How to connect to workers in subnetworks

How severe does this issue affect your experience of using Ray?

  • High: It blocks me to complete my task.

Hi, everyone! I am trying to set up the Distributed Ray following manual-ray-cluster-setup.

I have successfully brought up the head node (A) and one worker (B), but having trouble in bring up workers in subnetworks (C1, C2).

Here is my network setup:

I run ray start --head --port=6379 to set up head and ray start --address=0.0.0.0:6379 to connect. The thing is after running the ray start in Worker C, the ray dashboard indicates that Worker C is connected. But the IP address is its local IP (1.0.0.0) rather than the external IP (0.0.0.2:1).

When I run ray status to check out, the Worker C node is not listed. Moreover, when I try to allocate some tasks to Worker C, the process stuck in pending.
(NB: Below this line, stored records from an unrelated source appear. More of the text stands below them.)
PR #2592, opened 2022-06-06
Add a `handle_buffers` option for EMAHandler

### LINKED ISSUE #2590: EMAHandler (Buffer update) does lead to bad results for Mean-Teacher experiments
## 🚀 Feature

Hey there,
thanks for the increased effort in Ignite, the package just gets better by each update!

So my feature request ( or bug report ) is concerned with the recently developed [EMAHAndler](https://pytorch.org/ignite/_modules/ignite/handlers/ema_handler.html#EMAHandler).

Specifically I recently ran a lot of experiments using Ignite for Sound event classification and noticed that my results far underperform ( F1 Score of ~40 with Ignite and ~60 without ) models that do not use the included EMAHandler class.
I investigated this issue and came to the conclusion that the implementation of Ignites EMAHandler has some minor issues which lead to this behaviour.

Specifically, the lines responsible are:

https://github.com/pytorch/ignite/blob/80c6bb4c9b7b8bacfa5f39557c16065267a849ce/ignite/handlers/ema_handler.py#L174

I think it might be an IP issue.

I have tried to use ray start --head --port=6379 --node-ip-address 0.0.0.2:1 to connect, but got the warning Unable to connect to GCS at 0.0.0.2:1:6379.
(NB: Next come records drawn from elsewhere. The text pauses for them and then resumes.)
PR #2620, opened 2022-07-19
Parametrized tests for tests/ignite/metrics/test_accumulation

### LINKED ISSUE #2522: Improve tests using pytest parametrize

kamalojasv181:
Related #2522

Description: Parametrized tests for tests/ignite/metrics/test_accumulation using pytest.

### DIFF
--- a/tests/ignite/metrics/test_accumulation.py
+++ b/tests/ignite/metrics/test_accumulation.py
@@ -143,12 +143,10 @@ def test_integration(metric_cls, true_result_fn, shape):
     custom_variable = 10.0 + 5.0 * torch.rand(shape)
 
     def update_fn(engine, batch):
-        return (
-            0,
-            custom_variable[engine.state.iteration - 1]
-            if custom_variable[engine.state.iteration - 1].shape != torch.Size([])
-            else custom_variable[engine.state.iteration - 1].item(),
-        )
+
+        output = custom_variable[engine.state.iteration - 1]
+        output = output.item() if output.ndimension() < 1 else output
+        return 0, output
 
     engine = Engine(update_fn)
 
@@ -157,12 +155,9 @@ def test_integration(metric_cls, true_result_fn, shape):
 
     state = engine.run([0] * shape[0])
 
-    if len(shape) > 1:
-        np.testing.assert_almost_equal(
-            state.metrics["agg_custom_var"].numpy(), true_result_fn(custom_variable), decimal=5
-        )
-    else:
-        assert state.metrics["agg_custom_var"] == pytest.approx(true_result_fn(custom_variable))
+    np.testing.assert_almost_equal(
+        np.array(state.metrics["agg_custom_var"]), true_result_fn(custom_variable), decimal=5
+    )
 
 
 def test_compute_mean_std():
--- a/tests/ignite/metrics/test_accumulation.py
+++ b/tests/ignite/metrics/test_accumulation.py
@@ -133,36 +133,36 @@ def test_geom_average():
     np.testing.assert_almost_equal(m.numpy(), _geom_mean(y_true.reshape(-1, 10)), decimal=5)
 
 
-@pytest.mark.parametrize("metric_cls, true_result_fn", [(Average, _mean), (GeometricAverage, _geom_mean)])
-def test_integration(metric_cls, true_result_fn):
+@pytest.mark.parametrize(
+    "metric_cls, true_result_fn, shape", [(Average, _mean, [100, 12]), (GeometricAverage, _geom_mean, [100])]
+)
+def test_integration(metric_cls, true_result_fn, shape):
 
-    size = 100
-    custom_variable = 10.0 + 5.0 * torch.rand(size, 12)
+    assert len(shape) > 0 and len(shape) < 3
+
+    custom_variable = 10.0 + 5.0 * torch.rand(shape)
 
     def update_fn(engine, batch):
-        return 0, custom_variable[engine.state.iteration - 1]
+        return (
+            0,
+            custom_variable[engine.state.iteration - 1]
+            if custom_variable[engine.state.iteration - 1].shape != torch.Size([])
+            else custom_variable[engine.state.iteration - 1].item(),
+        )
 
     engine = Engine(update_fn)
 
     custom_var_mean = metric_cls(output_transform=lambda output: output[1])
     custom_var_mean.attach(engine, "agg_custom_var")
 
-    state = engine.run([0] * size)
-    np.testing.assert_almost_equal(state.metrics["agg_custom_var"].numpy(), true_result_fn(custom_variable), decimal=5)
+    state = engine.run([0] * shape[0])
 
-    size = 100
-    custom_variable = 10.0 + 5.0 * torch.rand(size)
-
-    def update_fn(engine, batch):
-        return 0, custom_variable[engine.state.iteration - 1].item()
-
-    engine = Engine(update_fn)
-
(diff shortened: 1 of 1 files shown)


vfdev-5:
@kamalojasv181, please change `Fixes` -> `Related`

tests/ignite/metrics/test_accumulation.py
```diff
@@ -129,44 +133,36 @@ def test_geom_average():
...
 
-def test_integration():
-    def _test(metric_cls, true_result_fn):
+@pytest.mark.parametrize("metric_cls, true_result_fn", [(Average, _mean), (GeometricAverage, _geom_mean)])
+def test_integration(metric_cls, true_result_fn):
 
-        size = 100
-        custom_variable = 10.0 + 5.0 * torch.rand(size, 12)
+    size = 100
+    custom_variable = 10.0 + 5.0 * torch.rand(size, 12)
```
vfdev-5, line 140: @kamalojasv181 can you also parametrize `custom_variable` shape ?

tests/ignite/metrics/test_accumulation.py
```diff
@@ -129,44 +133,36 @@ def test_geom_average():
...
+    np.testing.assert_almost_equal(state.metrics["agg_custom_var"].numpy(), true_result_fn(custom_variable), decimal=5)
 
-        engine = Engine(update_fn)
+    size = 100
+    custom_variable = 10.0 + 5.0 * torch.rand(size)
 
-        custom_var_mean = metric_cls(output_transform=lambda output: output[1])
-        custom_var_mean.attach(engine, "agg_custom_var")
+    def update_fn(engine, batch):
+        return 0, custom_variable[engine.state.iteration - 1].item()
```
vfdev-5, line 157: Here you can conditionally apply `.item()` if `custom_variable[engine.state.iteration - 1]` is a scalar

vfdev-5 (commented):
Thanks for the PR @kamalojasv181 
Please address my comments to improve it further

tests/ignite/metrics/test_accumulation.py
kamalojasv181: Sure but won't this always be a scalar? Since we only defined the test?

vfdev-5: I think no as there are 2 types of input we test on

kamalojasv181: Oh so you want me to handle both cases with one function

vfdev-5: Yes, I want to handle input size as a parameter, https://github.com/pytorch/ignite/pull/2620#discussion_r924135827

vfdev-5: The point is to reduce the number of lines of code. We have 4 lines of duplicated code: 
```python
    size = 100  # duplicated
    custom_variable = 10.0 + 5.0 * torch.rand(size)

    def update_fn(engine, batch):
        return 0, custom_variable[engine.state.iteration - 1].item()

    engine = Engine(update_fn)  # duplicated

    custom_var_mean = metric_cls(output_transform=lambda output: output[1])  # duplicated
    custom_var_mean.attach(engine, "agg_custom_var")  # duplicated

    state = engine.run([0] * size)  # duplicated
    assert state.metrics["agg_custom_var"] == pytest.approx(true_result_fn(custom_variable))
```

kamalojasv181: Also one more thing. device is defied separately as in every function 
image
except
image.

We have already put a check in this function to execute this only when we have GPU. So can I just declare device as `device = idist.device()` globally? This will help us parameterize a lot of functions.

vfdev-5: Test functions where we define `device = idist.device()` are specific for distributed tests. We can talk on discord about them and how to improve these tests.
I do not think we can define `device` globally as we may alter test setup...

tests/ignite/metrics/test_accumulation.py
```diff
@@ -129,45 +133,37 @@ def test_geom_average():
...
-        custom_var_mean = metric_cls(output_transform=lambda output: output[1])
-        custom_var_mean.attach(engine, "agg_custom_var")
+    state = engine.run([0] * shape[0])
 
-        state = engine.run([0] * size)
+    if len(shape) > 1:
+        np.testing.assert_almost_equal(
+            state.metrics["agg_custom_var"].numpy(), true_result_fn(custom_variable), decimal=5
+        )
+    else:
```
vfdev-5, line 164: Can we use `np.testing.assert_almost_equal` for both tests ?
```suggestion
    np.testing.assert_almost_equal(
        state.metrics["agg_custom_var"].numpy(), true_result_fn(custom_variable), decimal=5
    )
```
If not let's try to update the outputs to cover both cases with `np.testing.assert_almost_equal`

vfdev-5 (commented):
Thanks for the update @kamalojasv181

tests/ignite/metrics/test_accumulation.py
```diff
@@ -129,45 +133,37 @@ def test_geom_average():
...
-    def _test(metric_cls, true_result_fn):
-
-        size = 100
-        custom_variable = 10.0 + 5.0 * torch.rand(size, 12)
-
-        def update_fn(engine, batch):
-            return 0, custom_variable[engine.state.iteration - 1]
+@pytest.mark.parametrize(
+    "metric_cls, true_result_fn, shape", [(Average, _mean, [100, 12]), (GeometricAverage, _geom_mean, [100])]
+)
```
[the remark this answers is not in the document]
kamalojasv181: But I was asked to parametrize size in the conversation above.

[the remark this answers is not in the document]
vfdev-5: Sorry I was not clear with the previous request, but I meant this kind of parametrization. This way we keep same number of tests.

vfdev-5 (approved):
LGTM, thanks @kamalojasv181 !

I have struggled with these issues for days, any information will be highly appreciated!

https://docs.ray.io/en/latest/ray-core/configure.html#ray-ports

Did you make sure all ports are properly open?

Thanks for the timely reply!

I am sure that worker C1 can reach head A, and head A can ssh to worker C1 through its IP(0.0.0.2:1).

But the thing is worker C1 opens a port on its local subnetworks (1.0.0.0) and that’s why head A cannot communicate with worker C1.

Is it possible to solve this by manual configuration of ray or port forward?

worker C1 opens a port on its local subnetworks (1.0.0.0)

@sangcho @jianxiao do you know what port that would be and if there’s way to configure ray start for the worker to do the right thing?